# PROBLEM REQUIREMENTS
All lines of the entries with "computed" in them must be listed.

[Stored data]
PR #2096, opened 2023-05-31
fix: filters and searchbar in transactions

ZGiovas:
Refactor usage of instance.ref so it will update to latest value


src/popup/components/Modals/QrCodeReader.vue
```diff
@@ -173,7 +173,7 @@ export default {
     },
     async stopReading() {
       if (this.mobile) {
-        ['body', '#app'].forEach((s) => {
+        ['body', '#app', '.app-wrapper'].forEach((s) => {
```
konradodo, line 176: like above

martinkaintas (approved):
LGTM

konradodo (approved):

PR #2099, opened 2023-05-31
feat: utils for generate url with query params

konradodo:


src/popup/utils/utils.ts
```diff
@@ -336,6 +336,10 @@ export const calculateNameClaimFee = (name: string): BigNumber => calculateFee(
   },
 );
 
+export function urlWithParams(url: string, params: Record<string, any>) {
+  return `${url}?${new URLSearchParams(JSON.parse(JSON.stringify(params)))}`;
```
peronczyk, line 340: 1. Why parse & stringify? I don't see a reason for deep merge.
2. This piece of code assumes that the URL has no query string. In my opinion more safe would be to allow passing any URL and manipulate it. Here's a untested proposition:

```suggestion
  const urlObj = new URL(url);
  Object.keys(params).forEach((key) => urlObj.searchParams.set(key, params[key]));
  return urlObj.toString();
```

src/popup/utils/utils.ts
```diff
@@ -336,6 +336,10 @@ export const calculateNameClaimFee = (name: string): BigNumber => calculateFee(
   },
 );
 
+export function urlWithParams(url: string, params: Record<string, any>) {
```
peronczyk, line 339: Functions executes code so their names should have imperative form. Like `do...`, `create...`, `fetch...`. I suggest to rename this function to `addParamsToUrl`.

src/store/plugins/fungibleTokens.js
```diff
@@ -65,7 +66,9 @@ export default (store) => {
           try {
             if (isEmpty(availableTokens)) return;
             const tokens = await fetchAllPages(
-              () => fetchFromMiddleware(`/v2/aex9/account-balances/${address}?limit=100`),
+              () => fetchFromMiddleware(urlWithParams(`/v2/aex9/account-balances/${address}`, {
```
peronczyk, line 69: I don't think this change adds any benefit. Previous version was actually more readable.

src/popup/utils/utils.ts
peronczyk: Please skip  pt2 from my previous comment as it will throw error. It's not possible to use `URL` with relative paths. This makes me convinced that this util makes no sense for us. Whenever you want to create query string just do this:
```
const query = (new URLSearchParams({
  <the data>
})).toString();
const fullUrl = `${path}${query}`;
```
No need for util.

peronczyk (changes requested):

PR #2100, opened 2023-06-01
[SW-855, SW-1032] Remove "Transaction has been sent" modal and redirect user Latest tx widget

konradodo:


tests/e2e/integration/withdraw.js
```diff
@@ -60,18 +60,19 @@ describe('Test cases for Withdraw Page', () => {
...
-      .should('be.visible')
-      .click()
-      .get('[data-cy=spend-success]', { timeout: 10000 })
-      .should('be.visible')
-      .get('[data-cy=btn-close]')
-      .click()
-      .openTransactions()
-      .get('[data-cy=pending-txs]')
-      .should('be.visible');
+    // TODO change condition on this test
```
CedrikNikita, line 65: I think you should change the condition within this PR.

src/store/plugins/pendingTransactionHandler.js
```diff
@@ -1,36 +1,15 @@
...
-          showSpendModal();
-          break;
-        case 'spendToken':
-          store.dispatch('fungibleTokens/loadTokenBalances');
-          showSpendModal();
-          break;
-        default:
+    try {
+      if (type === 'spendToken') {
+        store.dispatch('fungibleTokens/loadTokenBalances');
```
CedrikNikita, line 12: I think we can remove this, since the balance of fungible token is not updating as fast as transaction mining, and we are currently fetching the fungible token balance every 10 seconds.

src/popup/components/OpenTransferSendModalButton.vue
```diff
@@ -3,7 +3,7 @@
     :text="isMultisig ? $t('dashboard.proposeCard.title') : $t('common.send')"
     :subtitle="subtitle"
     :icon="ArrowSendIcon"
-    :disabled="!isOnline || !isConnected || (!!pendingMultisigTransaction && isMultisig)"
+    :disabled="false && (!isOnline || !isConnected || (!!pendingMultisigTransaction && isMultisig))"
```
CedrikNikita, line 6: That's a mistake.

peronczyk, line 6: `false`? Looks like something temporary.

peronczyk (changes requested):

src/composables/latestTransactionList.ts
```diff
@@ -98,6 +121,16 @@ export function useLatestTransactionList({ store }: IDefaultComposableOptions) {
...
 
+  watch(
+    localPendingTransactionsList,
+    async (transactions) => {
+      if (transactions.length) {
+        await updateTransactionListData(transactions);
+      }
+    },
+    { deep: true, immediate: true },
+  );
```
pstachel, line 132: Do you think we should reload all of the transactions if there's one pending? What do you think about just pushing that one on top of the list?

pstachel (approved):

src/composables/latestTransactionList.ts
konradodo: Push could be resolved before fetching the list. We should have always the newest data, when we want "push" something by myself.

src/composables/latestTransactionList.ts
subhod-i, line 1: I would like to hear more about this proposal.

`LatestTransactionList` is not really a reusable code. We use this at just one component. This shouldn't be composable instead a composable which takes care of pending, fetching transactions is right.

The logic to compute the latest transaction list could be moved to the `LatestTransactionsCard.vue` file

src/composables/latestTransactionList.ts
```diff
@@ -13,7 +22,10 @@ import { createNetworkWatcher } from './composablesHelpers';
 import { useTransactionTx } from './transactionTx';
 
 const isTransactionListLoading = ref(false);
-const transactionList = ref<ITransaction[]>([]);
+const fetchedTransactions = ref<ITransaction[]>([]);
+const pendingTransactions = ref<IPendingTransaction[]>([]);
+const latestTransaction = ref<ITransaction[]>([]);
```
subhod-i, line 27:
```suggestion
const latestTransactions = ref<ITransaction[]>([]);
```

src/popup/components/LatestTransactionsCard.vue
```diff
@@ -38,22 +45,44 @@ export default defineComponent({
...
     );
+
     const showWidget = computed(() => (
       isOnline.value
-      && (isTransactionListLoading.value || transactionList.value.length)
+      && (isTransactionListLoading.value || latestTransaction.value.length)
     ));
 
+    function conditionalUpdatingState(param?: string) {
+      if (param && viewportElement.value && latestTransactionCard.value) {
```
subhod-i, line 68: A code comment on this condition would be helpful.

src/popup/components/TransferReview.vue
```diff
@@ -384,29 +387,30 @@ export default defineComponent({
...
           selectedAsset,
           note,
         });
+      } else {
+        const hash = await transfer({
+          amount,
+          recipient,
+          selectedAsset,
+        });
+        root.$router.push({ name: homeRouteName.value, query: { latestTransaction: hash } });
```
subhod-i, line 412:
```suggestion
        root.$router.push({ name: homeRouteName.value, query: { latestTxHash: hash } });
```

subhod-i (changes requested):

src/composables/latestTransactionList.ts
konradodo: This is question for @peronczyk

src/composables/latestTransactionList.ts
```diff
@@ -28,14 +40,40 @@ export function useLatestTransactionList({ store }: IDefaultComposableOptions) {
...
+        );
+      }
+    });
+
+    latestTransaction.value = uniqWith(transactions, (a, b) => (
+      a.hash === b.hash && a.transactionOwner === b.transactionOwner
+    ))
+      .sort(sortTransactionsByDateCallback)
+      .slice(0, DASHBOARD_TRANSACTION_LIMIT);
+  }
```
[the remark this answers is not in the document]
konradodo: This function not works correctly, i'd like will use my version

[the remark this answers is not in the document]
subhod-i: Sure

src/composables/latestTransactionList.ts
konradodo: i think this solution give as only the cashing data.

subhod-i: This is more to deal with the Composables definition. They cannot cache! They are meant for reusable code. @peronczyk can confirm this.

peronczyk: @subhod-i Konrad have kind of right. He used word "caching" which is not accurate, but in this place makes sense. So this composable holds **global state** of recent transactions. So whenever we go back to the dashboard this state is just displayed without the need of fetching it again every time. It's a major optimisation done some time ago.

src/composables/latestTransactionList.ts
```diff
@@ -28,14 +40,39 @@ export function useLatestTransactionList({ store }: IDefaultComposableOptions) {
...
   const tokens = computed(() => store.state.fungibleTokens.tokens);
 
+  const localPendingTransactionsList = computed(
+    (): IPendingTransaction[] => {
+      const { networkId } = store.getters.activeNetwork;
+      return (store.state.transactions as ITransactionsState).pending[networkId] || [];
+    },
+  );
+
+  function buildLatestTransaction() {
```
peronczyk, line 50: Plural:
```suggestion
  function buildLatestTransactions() {
```

src/composables/latestTransactionList.ts
```diff
@@ -28,14 +40,39 @@ export function useLatestTransactionList({ store }: IDefaultComposableOptions) {
...
+    const transactions = [...fetchedTransactions.value];
+    pendingTransactions.value.forEach((transaction) => {
+      if (!transactions.some(({ hash }) => transaction.hash === hash)) {
+        transactions.unshift(transaction as ITransaction);
```
peronczyk, line 54: `transaction` has different type and forcing TS to change it is in my opinion a bad thing. If we want to allow to put pending transactions into the collection of transactions we need to change how the `transactions` are typed.

src/composables/latestTransactionList.ts
```diff
@@ -28,14 +40,39 @@ export function useLatestTransactionList({ store }: IDefaultComposableOptions) {
...
 
+  const localPendingTransactionsList = computed(
+    (): IPendingTransaction[] => {
+      const { networkId } = store.getters.activeNetwork;
+      return (store.state.transactions as ITransactionsState).pending[networkId] || [];
+    },
+  );
+
+  function buildLatestTransaction() {
+    const transactions = [...fetchedTransactions.value];
```
peronczyk, line 51: Why we need to make a copy of the transactions here?

src/composables/latestTransactionList.ts
```diff
@@ -28,14 +40,39 @@ export function useLatestTransactionList({ store }: IDefaultComposableOptions) {
...
+    pendingTransactions.value.forEach((transaction) => {
+      if (!transactions.some(({ hash }) => transaction.hash === hash)) {
+        transactions.unshift(transaction as ITransaction);
+      } else {
+        pendingTransactions.value = pendingTransactions.value.filter(
```
peronczyk, line 56: This line is placed inside of a `forEach` loop which in my opinion is a bad pattern. I suggest to use more functional approach by utilising `map` & `filter` on higher level.

peronczyk (changes requested):

src/composables/latestTransactionList.ts
peronczyk, line 50: Maybe this function could be replaced with a composable? You already store all the transaction types in refs.

peronczyk (changes requested):

src/store/plugins/pendingTransactionHandler.js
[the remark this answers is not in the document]
CedrikNikita: The `poll` shouldn't be removed, we are checking here the status of the pending transactions. We still want to update the pending transaction status and remove it.

src/composables/latestTransactionList.ts
konradodo: I do not see a reason

src/composables/latestTransactionList.ts
subhod-i: Got it. Thanks.

subhod-i (approved):

src/composables/latestTransactionList.ts
```diff
@@ -25,17 +38,40 @@ const { onNetworkChange } = createNetworkWatcher();
...
+      .pending[nodeNetworkId.value!] || [],
+  );
+
+  function buildLatestTransactions() {
+    pendingTransactions.value = pendingTransactions.value.filter(({ hash }) => (
+      !fetchedTransactions.value.some((transaction) => transaction.hash === hash)
+    )) as IPendingTransaction[];
+
+    const transactions: ITransaction[] = [
+      ...pendingTransactions.value as ITransaction[],
```
peronczyk, line 56: `pendingTransactions` has the type of `IPendingTransaction` - I suggest to avoid forcing the type here as this is not true.

peronczyk (changes requested):

src/types/index.ts
```diff
@@ -388,17 +388,18 @@ export interface ITx {
...
+  VSN?: string;
 }
 
 export interface ITransaction {
-  blockHeight: number;
-  claim: any; // TODO find type
   hash: string;
+  pending: boolean;
+  microIndex?: number;
+  microTime?: number;
```
peronczyk, line 398: Please arrange the properties alphabetically.

src/lib/accounts/superhero.ts
```diff
@@ -13,6 +13,8 @@ import { POPUP_TYPE_MESSAGE_SIGN, POPUP_TYPE_SIGN, POPUP_TYPE_TX_SIGN } from '..
 import { showPopup } from '../../background/popupHandler';
 import type { IPopupType } from '../../types';
 
+// TODO Subhod please check it
+// @ts-ignore
```
peronczyk, line 17: Please ask Subhod directly to help with solving the problem. Leaving such a comments in the code is a bad thing because it suggests that we are not treating the code in a proper way.

PR #897, opened 2024-08-30
Move MapLoader to MapModal component

HenrikHartiala:
The map is not it's own page and is in fact a modal/dialog. So if you "click outside of the dialog" it will close, and because the map loader was not inside the map modal component, it is considered as "outside of dialog" and if you click the loader, the map will close.

Don't know or can't remember why map loader was outside of map modal component in the first place, but it probably should be inside anyway.

- - -
This change is [Reviewable](https://reviewable.io/reviews/HSLdevcom/jore4-ui/897)

### DIFF
--- a/ui/src/components/map/MapModal.tsx
+++ b/ui/src/components/map/MapModal.tsx
@@ -4,6 +4,7 @@ import { useMapQueryParams } from '../../hooks';
 import { Map } from './Map';
 import { MapFooter } from './MapFooter';
 import { MapHeader } from './MapHeader';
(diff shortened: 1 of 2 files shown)


Huulivoide (approved):
> Reviewed 2 of 2 files at r1, all commit messages.
> *[Reviewable](https://reviewable.io/reviews/HSLdevcom/jore4-ui/897)* status: <span>:shipit:</span> complete! all files reviewed, all discussions resolved (waiting on @HenrikHartiala)

PR #898, opened 2024-08-30
Fix url pathname from disappearing when opening the map

HenrikHartiala:
useUrlQuery's setMultipleParametersToUrlQuery's pathname was defaulted to a an empty string when it should've been undefined. Under the hood it uses useNavigate hook and an empty value is a valid value for the navigate function and it will empty the pathname.
So we change the default value to undefined, which results in no changes to pathname.

- - -
This change is [Reviewable](https://reviewable.io/reviews/HSLdevcom/jore4-ui/898)

### DIFF
--- a/ui/src/hooks/urlQuery/useUrlQuery.ts
+++ b/ui/src/hooks/urlQuery/useUrlQuery.ts
@@ -141,7 +141,7 @@ export const useUrlQuery = () => {
     ({
       parameters,
       replace = false,
-      pathname = '',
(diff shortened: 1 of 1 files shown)


Huulivoide (approved):
> *[Reviewable](https://reviewable.io/reviews/HSLdevcom/jore4-ui/898)* status: <span>:shipit:</span> complete! all files reviewed, all discussions resolved (waiting on @HenrikHartiala)

PR #913, opened 2024-09-20
E2E: Properly check GGL network requests succeed

Huulivoide:
Unless there is something wrong with he GraphQL server or an error occurs on a proxy/gateway level, the network response's status code will always be 200.

So:
```
  cy.wait('@gqlSaveMyThing')
    .its('response.statusCode)'
    .should('equal', 200)
```
Does not actually check that `myThing` was properly saved, the saving could have actually failed. Instead the correct thing to do, is to check that the Body of the Response does not contain any values in the `errors` field.

Also, the example above has the added problem, that `should` simply implies a retry check. So even if a lower level network error was to occur and `statusCode` was set to 500, cypress would just continue to monitor for another call for the same Query, until it finds one that succeeds. Normally there will ever be only a single network call, and thus Cypress will simply timeout and say that it newer saw any network requests with status of 200.

With this change Cypress will capture the 1st instance of the requested network call, and then continues to check that it was a truly successful call, without any low level errors nor any GraphQL level errors in it.

- - -
This change is [Reviewable](https://reviewable.io/reviews/HSLdevcom/jore4-ui/913)

### DIFF
--- a/cypress/e2e/editRoute.cy.ts
+++ b/cypress/e2e/editRoute.cy.ts
@@ -14,6 +14,7 @@ import {
 } from '../pageObjects';
 import { UUID } from '../types';
 import { SupportedResources, insertToDbHelper } from '../utils';
+import { expectGraphQLCallToSucceed } from '../utils/assertions';
 
 describe('Route editing', () => {
   let editRoutePage: EditRoutePage;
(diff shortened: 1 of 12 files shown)


culka (approved):
:lgtm:

> Reviewed 12 of 12 files at r1, all commit messages.
> *[Reviewable](https://reviewable.io/reviews/HSLdevcom/jore4-ui/913#-:-O7TGH8X8irqMg_pen6B:bnfp4nl)* status: <span>:shipit:</span> complete! all files reviewed, all discussions resolved (waiting on @Huulivoide)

# COMPLETED EXERCISE
     const showWidget = computed(() => (
   const tokens = computed(() => store.state.fungibleTokens.tokens);
+  const localPendingTransactionsList = computed(
+  const localPendingTransactionsList = computed(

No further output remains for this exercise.